About this exercise
Write out the data exactly from its first line onward, ending with the line in which "When using the" appears.

Saved data entries

PR #608, opened 2016-10-03
fix() This fixes the includeAll directive when the liquibase changelo…

maxdidato:
When using the directive includeAll in changelog.xml, if the classpath is within a JAR file, the class ClassLoaderResourceAccessor will try to find the path passed as input, in the format of jar:file:/file_path!/folder/with/changelogs in the list of paths inside the jar, not finding it eventually. 
It needs to compare only the classpath with the list of paths inside the jar. The input needs to be stripped to folder/with/changelogs and try to find it inside the jar

### DIFF
--- a/liquibase-core/src/main/java/liquibase/resource/ClassLoaderResourceAccessor.java
+++ b/liquibase-core/src/main/java/liquibase/resource/ClassLoaderResourceAccessor.java
@@ -72,11 +72,12 @@ public class ClassLoaderResourceAccessor extends AbstractResourceAccessor {
             URL fileUrl = fileUrls.nextElement();
 
             if (fileUrl.toExternalForm().startsWith("jar:file:")
-                    || fileUrl.toExternalForm().startsWith("wsjar:file:")
-                    || fileUrl.toExternalForm().startsWith("zip:")) {
+                || fileUrl.toExternalForm().startsWith("wsjar:file:")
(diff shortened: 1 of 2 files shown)


liquibase-core/src/main/java/liquibase/resource/ClassLoaderResourceAccessor.java
```diff
@@ -72,24 +72,29 @@ public ClassLoaderResourceAccessor(ClassLoader classLoader) {
...
 
             if (fileUrl.toExternalForm().startsWith("jar:file:")
-                    || fileUrl.toExternalForm().startsWith("wsjar:file:")
-                    || fileUrl.toExternalForm().startsWith("zip:")) {
+                || fileUrl.toExternalForm().startsWith("wsjar:file:")
+                || fileUrl.toExternalForm().startsWith("zip:")) {
 
                 String[] zipAndFile = fileUrl.getFile().split("!");
                 String zipFilePath = zipAndFile[0];
+                path = zipAndFile[1];
```
bilak: this won't work for implementations like spring-boot. There you have one fat-jar which contains other jars inside -> spring-boot-fat.jar!/BOOT-INF/libs/implementation-lib.jar!/db/change-log/change-log.xml

nvoxland:
Fixed by similar pull requests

Response to this task
PR #608, opened 2016-10-03
fix() This fixes the includeAll directive when the liquibase changelo…

maxdidato:
When using the directive includeAll in changelog.xml, if the classpath is within a JAR file, the class ClassLoaderResourceAccessor will try to find the path passed as input, in the format of jar:file:/file_path!/folder/with/changelogs in the list of paths inside the jar, not finding it eventually. 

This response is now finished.